12. The sealing system as defined in claim 1, further comprising:
one or more axially spaced protrusions on a radially inner surface of the metal base each for metal-to-metal sealing engagement with the substantially conical outer surface of the wedge ring.
13. The sealing system as defined in claim 12, further comprising:
one or more annular elastomeric sealing members for sealing between the metal base and the conical outer surface of the wedge ring.
14. The sealing system as defined in claim 1, wherein the tool is a wellhead assembly with the interior cylindrical surface.
15. A method as defined in claim 1, wherein each of the first and second seal bodies is axially fixed in at least one direction by the metal base.
16. A method as defined in claim 15, wherein the second seal body is secured axially in both directions to the metal base.
17. A method as defined in claim 15, wherein the base includes radially extending fingers to limit axial movement of each of the first and second seal bodies with respect to the base in at least one direction.
19. The sealing system as defined in claim 18, further comprising:
the first seal body axially supported on a first metal rib extending radially from a metal base; and
the second seal body axially supported on a second metal rib extending radially from the metal base.
20. The sealing system as defined in claim 19, wherein at least one of the first rib and the second rib sealingly engages the sealing surface after the second seal body.
21. The sealing system as defined in claim 18, wherein the tool positioner moves the packer element axially relative to a generally stationary wedge ring.
22. The sealing system as defined in claim 18, wherein the second seal body is spaced axially between an upper metal rib and a lower metal rib.
23. The sealing assembly as defined in claim 22, wherein the upper metal rib is downwardly inclined and the lower metal rib is upwardly inclined.
24. The sealing system as defined in claim 18, further comprising:
one or more axially spaced protrusions on a radially inner surface of the metal base each for metal-to-metal sealing engagement with the conical outer surface of the wedge ring.
25. A method as defined in claim 18, wherein each of the first and second seal bodies is axially fixed in at least one direction by the metal base.

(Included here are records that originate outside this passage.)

PR #3473, opened 2025-05-26
feat(pg-connection-string): warn if non-standard ssl options are used

hjr3:
In preparation for v3.0.0, we start warning users to be explicit about the sslmode they want.

### DIFF
--- a/packages/pg-connection-string/index.js
+++ b/packages/pg-connection-string/index.js
@@ -210,7 +210,7 @@ function deprecatedSslModeWarning(sslmode) {
   if (!deprecatedSslModeWarning.warned) {
     deprecatedSslModeWarning.warned = true
     emitWarning(`SECURITY WARNING: The SSL modes 'prefer', 'require', and 'verify-ca' are treated as aliases for 'verify-full'.
-In the next major version (v3.0.0), these modes will adopt standard libpq semantics, which have weaker security guarantees.
+In the next major version (pg-connection-string v3.0.0 and pg v9.0.0), these modes will adopt standard libpq semantics, which have weaker security guarantees.
 
 To prepare for this change:
 - If you want the current behavior, explicitly use 'sslmode=verify-full'
--- a/packages/pg-connection-string/index.js
+++ b/packages/pg-connection-string/index.js
@@ -1,5 +1,7 @@
 'use strict'
 
+const { emitWarning } = require('node:process')
+
 //Parse method copied from https://github.com/brianc/node-postgres
 //Copyright (c) 2010-2014 Brian Carlson (brian.m.carlson@gmail.com)
 //MIT License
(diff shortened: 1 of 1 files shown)


charmander (approved):
Could warn this way for repeat callers: https://nodejs.org/api/process.html#avoiding-duplicate-warnings

hjr3:
> Could warn this way for repeat callers: https://nodejs.org/api/process.html#avoiding-duplicate-warnings

TIL - implemented

packages/pg-connection-string/index.js
```diff
@@ -201,6 +206,20 @@ function parseIntoClientConfig(str) {
   return toClientConfig(parse(str))
 }
 
+function deprecatedSslModeWarning(sslmode) {
+  if (!deprecatedSslModeWarning.warned) {
+    deprecatedSslModeWarning.warned = true
+    emitWarning(`SECURITY WARNING: The SSL modes 'prefer', 'require', and 'verify-ca' are treated as aliases for 'verify-full'.
+In the next major version (v3.0.0), these modes will adopt standard libpq semantics, which have weaker security guarantees.
+
```
brianc, line 214: nit: I think this would probably be considered a breaking change to `pg` itself so might want to call out we'd be bumping pg semver to 9.x at this point as well?

hjr3: called out both packages

brianc: awesome! ty! will merge now. 😄

jawj:
Has the change that drives this warning been discussed elsewhere?

Usually I would be all for adopting the standard or upstream semantics — but I actually think this is an example where libpq gets it badly wrong and current node-postgres has historically done much better. libpq's`sslmode=require` really _sounds_ secure but [it absolutely is not](https://neon.com/blog/postgres-needs-better-connection-security-defaults): this is a serious footgun that people are shooting themselves in the foot with all the time.

The change here means that, if and when developers upgrade node-postgres to 9.0, connections that used to be secure will suddenly become insecure. I mean, _hopefully_ they'll see the warning and do something about it ... but surely many will not.

IMHO it would be much better to have users actively opt in to this downgrade in TLS protection. That would mean keeping the `uselibpqcompat` flag, and keeping it `false` by default.

As I understand it, node-postgres historically treats every `sslmode` from `require` upwards as not just `verify-full`, but as `sslrootcert=system`. IMHO this is also behaviour that libpq got wrong and node-postgres got right. If the developer asks for `verify-full` and doesn't provide a root CA cert, libpq throws. In the same situation, node-postgres validates against the system root CA certs. That matches the behaviour of https and is the logic I think most current developers would expect.

Is it proposed to match libpq here too, and throw an error if the user specifies `sslmode=verify-full` without also providing a certificate? I don't think it should be — but that's also where the logic of matching libpq takes you.

hjr3:
@jawj there was a long discussion on https://github.com/brianc/node-postgres/pull/2709

PR #3482, opened 2025-06-03
fix(pg-cloudflare): use conditional export to support bundlers that d…

### LINKED ISSUE #3452: [v8.15.0] Regression: UnhandledSchemeError "cloudflare:sockets" when bundling with Webpack
After upgrading to 8.15.0, bundling with Webpack results in the following error:

```
Webpack compilation failed:
in cloudflare:sockets
  Module build failed: UnhandledSchemeError: Reading from "cloudflare:sockets" is not handled by plugins (Unhandled scheme).
  Webpack supports "data:" and "file:" URIs by default.
  You may need an additional plugin to handle "cloudflare:" URIs.
```

This previously occurred in version 8.11.0: https://github.com/brianc/node-postgres/issues/2975

And was fixed in this PR: https://github.com/brianc/node-postgres/pull/2978

CHC383:
close #3452

Conditional export was chosen as the fix to align with the previous solution #2978, however this does require the consumers to explicitly resolve the condition to `cloudflare` in their bundler's config, which might be considered as a breaking change.

A private package `webpack-test` is also created to test the bundling case. It will be run through `yarn test` and calls webpack to bundle the code that imports `pg-cloudflare`, and it does reproduce the error if the fix is not in place.

I didn't update `docs` as I searched for `cloudflare` on [node-postgres.com](https://node-postgres.com/) and didn't find anything, so I am not sure where is the right place. Hopefully the README of pg-cloudflare is good enough, and feel free to add more docs if necessary.


brianc:
This is absolutely, super helpful. Thank you __so much__ 🎉

Issue #3298, opened 2024-08-22
errors in docs and poorly chosen default for PoolConfig.maxLifetimeSeconds


mutsys:
the docs state:

```
  // number of milliseconds a client must sit idle in the pool and not be checked out
  // before it is disconnected from the backend and discarded
  // default is 10000 (10 seconds) - set to 0 to disable auto-disconnection of idle clients
  idleTimeoutMillis?: number
```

26. A method as defined in claim 25, wherein the second seal body as secured axially in both directions to the metal base.

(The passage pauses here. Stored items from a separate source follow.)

PR #3489, opened 2025-06-14
Do not concatenate an array if passed to escapeLiteral

brianc:


packages/pg/lib/utils.js
```diff
@@ -176,6 +176,14 @@ const escapeLiteral = function (str) {
   let hasBackslash = false
   let escaped = "'"
 
+  if (str == null) {
+    return "''"
+  }
+
+  if (typeof str !== 'string') {
+    return "''"
```
charmander, line 184: How about throwing a `TypeError`? Seems about the same level of breaking change, but potentially less confusing.

brianc: that's what i was going to do at first, but after writing a bunch of tests for previously indeterminate behavior, almost everything returned `"''"` when passed to this function - numbers, boolean, date, object. The only problem was array. The only problem is with things with a `.length` property which aren't strings.   It actually kinda feels more "escapey" to me to just turn your "not a string" into an empty string in the query if you're concatenating in there. But I was definitely only the fence.

charmander: Now that you mention those examples… how about casting everything to `String`? pg 9?

brianc: yeah that isn't a good idea - def breakage, though subtle. tbh whenever I, very rarely, use these functions to concatenate some form of user-input into a query directly I do a _ton_ of external sanitization first. Check types, if its a number make sure its in an expected range, etc. It's scary & should be a last resort in most cases.

PR #3490, opened 2025-06-16
Bump engines since we do not test lower than 16 anymore

brianc:


brianc:
cc @bitifet 😄  thanks for your nudge on this

bitifet:
> cc @bitifet 😄  thanks for your nudge on this

Don't mention it!

Thanks to you for your invaluable work leading node-postgres!!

27. A method as defined in claim 25, wherein the base includes radially extending fingers to limit axial movement of each of the first and second seal bodies with respect to the base of at least one direction.
29. The method as defined in claim 28, further comprising:
supporting the first seal body on a first metal rib extending radially from a metal base; and
supporting the second seal body on a second metal rib extending radially from the metal base.

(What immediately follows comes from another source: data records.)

PR #3491, opened 2025-06-17
Implement retry on timeout when creating new client

MathieuGuillet:
Add new options and instructions to implement retries on timeout when the pool tries to create new client in the pool.

This will avoid to throw an error on the first timeout error if it can be recover in a given time.

### DIFF
--- a/packages/pg-pool/index.js
+++ b/packages/pg-pool/index.js
@@ -91,6 +91,9 @@ class Pool extends EventEmitter {
     this.options.maxUses = this.options.maxUses || Infinity
     this.options.allowExitOnIdle = this.options.allowExitOnIdle || false
     this.options.maxLifetimeSeconds = this.options.maxLifetimeSeconds || 0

30. A method as defined in claim 29, wherein at least one of the first rib and the second rib sealingly engages the sealing surface after the second seal body.
31. The method as defined in claim 28, further comprising:
utilizing hydraulic forces due to the sealing engagement of the first seal body with the cylindrical surface to move the packer element with respect to the wedge ring to move the second seal body into sealing engagement with the interior cylindrical surface.
32. The method as defined in claim 28, further comprising:
forming the second seal body from one of a group consisting of tin, tin alloy, lead, lead alloy, indium, indium alloy, a metal softer than the metal of the base of the packer element, cast iron, plastic, and an elastomer having a substantially lower elasticity than the first seal body.
33. The method as defined in claim 28, further comprising:
positioning the first elastomeric seal body axially below the second seal body, such that fluid pressure above the packer element acts downward on the first seal body to sealingly engage the second seal body with the cylindrical interior surface.
34. The method as defined in claim 28, wherein the packer element is moved axially relative to a generally stationary wedge ring.
35. The method as defined in claim 28, wherein the wedge ring is moved axially relative to a generally stationary packer element.
36. A method as defined in claim 28, further comprising:
axially spacing the second seal body between an upper metal rib and a lower metal rib.
37. The method as defined in claim 36, wherein the upper metal rib is downwardly inclined and the lower metal rib is upwardly inclined.
38. The method as defined in claim 28, further comprising:
providing one or more axially spaced protrusions on a radially inner surface of the metal base each for metal-to-metal sealing engagement with the conical outer surface of the wedge ring.
39. The method as defined in claim 28, wherein the tool is a wellhead assembly with the interior cylindrical surface.
40. A method as defined in claim 28, wherein each of the first and second seal bodies is axially fixed in at least one direction by the metal base.
41. A method as defined in claim 40, wherein the second seal body is secured axially in both directions to the metal base.
42. A method as defined in claim 40, wherein the base includes radially extending fingers to limit axial movement of each of the first and second seal bodies with respect to the base in at least one direction.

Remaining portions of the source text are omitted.